陳繼盛冷冷的說:“秦將軍無需擔憂,身爲遼東的一份子,我們是絕對不會讓這樣的事情發生的。現在還請秦將軍告知,那個完顏阿古他們在塔山裡的落腳點。”
秦孝遲疑了片刻,他猶豫着說:“陳將軍要想知道他們的落腳點,本將可以親自爲你們帶路。只是我的部下如今已被完顏阿古所控制,很有可能我的副將等人已經被他拉攏了過去。那些投奔了完顏阿古的人,陳將軍可以殺,而那些無辜的兵卒,希望倒是將軍能夠看在本將的面子上,給他們一個改過自新的機會。”
陳繼盛皺了皺眉頭,心裡極爲不願意,在他看來,這些人通通都得死。兩千東江軍將士的死去,他們都得爲其負責,誰也別想好過。

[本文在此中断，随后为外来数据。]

PR #70, opened 2021-03-18
Eliminate upstream protos

Sushisource:


protos/local/core_interface.proto
```diff
@@ -50,7 +44,7 @@ message Task {
 // a cached state.
 message WFActivation {
     // The current time as understood by the workflow, which is set by workflow task started events
-    google.protobuf.Timestamp timestamp = 1 [(gogoproto.stdtime) = true];
```
bergundy, line 53: Can we put `WFActivation` in a separate file with all of the activation jobs?

protos/local/workflow_commands.proto
```diff
@@ -0,0 +1,87 @@
...
+    // Activities are provided by a default retry policy controlled through the service dynamic
+    // configuration. Retries are happening up to schedule_to_close_timeout. To disable retries set
+    // retry_policy.maximum_attempts to 1.
+    common.RetryPolicy retry_policy = 11;
+}
+
+message QueryResult {
+    oneof variant {
+        QuerySuccess succeeded = 1;
+        string failed_with_message = 2;
```
bergundy, line 65: Should we have a full failure object here for e.g stacktrace?

protos/local/workflow_commands.proto
```diff
@@ -0,0 +1,87 @@
...
+    }
+}
+
+message QuerySuccess {
+    repeated common.Payload responses = 1;
```
bergundy, line 70: How many responses do we expect?
A function typically returns a single value (or a tuple for multiple values).

protos/local/workflow_commands.proto
```diff
@@ -0,0 +1,87 @@
...
+}
+
+/// Issued when the workflow completes successfully
+message CompleteWorkflowExecution {
+    repeated common.Payload result = 1;
+}
+
+/// Issued when the workflow errors out
+message FailWorkflowExecution {
+
```
bergundy, line 86: Should have an exception (failure) attribute

protos/local/workflow_commands.proto
```diff
@@ -0,0 +1,87 @@
...
+message ScheduleActivity {
+    string activity_id = 1;
+    string activity_type = 2;
+    string namespace = 3;
+    // The name of the task queue to place this activity request in
+    //  TODO: Do we care about sticky/not sticky?
+    string task_queue = 4;
+    map<string, common.Payload> header_fields = 5;
+    repeated common.Payload input = 6;
```
bergundy, line 41: Maybe let's call this `arguments`?

protos/local/workflow_commands.proto
```diff
@@ -0,0 +1,87 @@
...
+        //  UpsertWorkflowSearchAttributes upsert_workflow_search_attributes_command_attributes = 14;
+    }
+}
+
+message StartTimer {
+    string timer_id = 1;
+    google.protobuf.Duration start_to_fire_timeout = 2;
+}
+
+message ScheduleActivity {
```
bergundy, line 33: This will probably change after we talk about local vs. non-local activities.

protos/local/core_interface.proto
```diff
@@ -183,68 +173,48 @@ message WFActivationCompletion {
...
 message WFActivationFailure {
-    temporal.api.enums.v1.WorkflowTaskFailedCause cause = 1;
-    temporal.api.failure.v1.Failure failure = 2;
-
-    // Other bits from RespondWorkflowTaskFailedRequest as needed
+    common.UserCodeFailure failure = 1;
 }
 
 /// Used in ActivityResult to report cancellation
 message ActivityTaskCancelation {
```
bergundy, line 200: I prefer to put all of the activity result variants in a [separate file](https://github.com/temporalio/sdk-core/blob/739f20dd249e6b6d3ef95c86f02f6861d2938aeb/protos/local/activity_result.proto).

protos/local/core_interface.proto
```diff
@@ -102,67 +94,65 @@ message ResolveActivity {
...
-    string timer_id = 1;
-}
-
 message UpdateRandomSeed {
     uint64 randomness_seed = 1;
 }
 
 message QueryWorkflow {
-    temporal.api.query.v1.WorkflowQuery query = 1;
+    string query_type = 1;
```
bergundy, line 102:
```suggestion
    string method = 1;
```

protos/local/core_interface.proto
```diff
@@ -102,67 +94,65 @@ message ResolveActivity {
...
-    // This is an actual retry policy the service uses.
-    // It can be different from the one provided (or not) during activity scheduling
-    // as the service can override the provided one in case its values are not specified
-    // or exceed configured system limits.
-    temporal.api.common.v1.RetryPolicy retry_policy = 15;
-}
-
-message CancelActivity {
-    // TODO: add attributes
+    string signal_name = 1;
```
bergundy, line 111:
```suggestion
    string method = 1;
```

bergundy (commented):
I'd rather split all of the WF activations into their own file and package, same as the commands.

Maybe put the WF activation completion in a new file? [see here](https://github.com/temporalio/sdk-core/blob/739f20dd249e6b6d3ef95c86f02f6861d2938aeb/protos/local/workflow_activation_completion.proto)

See also [PollTaskReq](https://github.com/temporalio/sdk-core/blob/739f20dd249e6b6d3ef95c86f02f6861d2938aeb/protos/local/core_interface.proto#L20) from my branch.

protos/local/core_interface.proto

可眼前卻不能說出他的心裡話,陳繼盛還需要秦孝爲自己帶路,滅掉完顏阿古這個暗中的黑手。
“好,陳某答應秦將軍,不知我們何時可以動身前往?”陳繼盛猶豫了一番,假裝答應了下來。
秦孝疑惑的看着陳繼盛,問道:“陳將軍難道不需要去尋找其它失散的遼東軍弟兄嗎?要知道,完顏阿古目前有三千精英部下,再加上先前零碎收編的遼東軍,目前他們已經有近萬的兵力。如果陳繼盛這邊沒有兩萬兵馬,我們根本就打不過那個完顏阿古。”
陳繼盛陰聲笑道:“這些事情秦孝將軍無需多慮,五天內我們便能夠集結至少三萬大軍,完全可以偷襲完顏阿古,殺他們一個措手不及。現在只需將軍給本將一個確切的時間,幾時我們可以出發?”
秦孝對於陳繼盛的所言,感覺到很是困惑,但又見陳繼盛這般自信,便姑且相信了。他沉寂了片刻後,便向陳繼盛言道:“若是陳將軍沒有難處的話,秦某這邊隨時都可以出發。”
陳繼盛聞言哈哈大笑,他端起酒杯言道:“那我們便這樣說定了,五天之後,便揮軍進入塔山,幹掉完顏阿古這個禍害。來,幹了,預祝我們旗開得勝。”
“幹了!”秦孝的情緒似乎被陳繼盛給調動了起來,人也開朗了許多。
事後,陳繼盛當即命人給秦孝換了個房間,讓他好好休息。陳繼盛則快速的回到自己的房間,喊來兩個親衛,要他們連夜出發,把他所知的消息立刻呈送給毛文龍,並要求增兵,準備進塔山圍剿完顏阿古。
兩匹快馬急速離開村子,不一會便消失在茫茫的夜色當中。站在窗口目睹兩騎快速離去,秦孝並沒有多慮,他現在對陳繼盛已經很是信任,絲毫沒有對他起半點的疑心。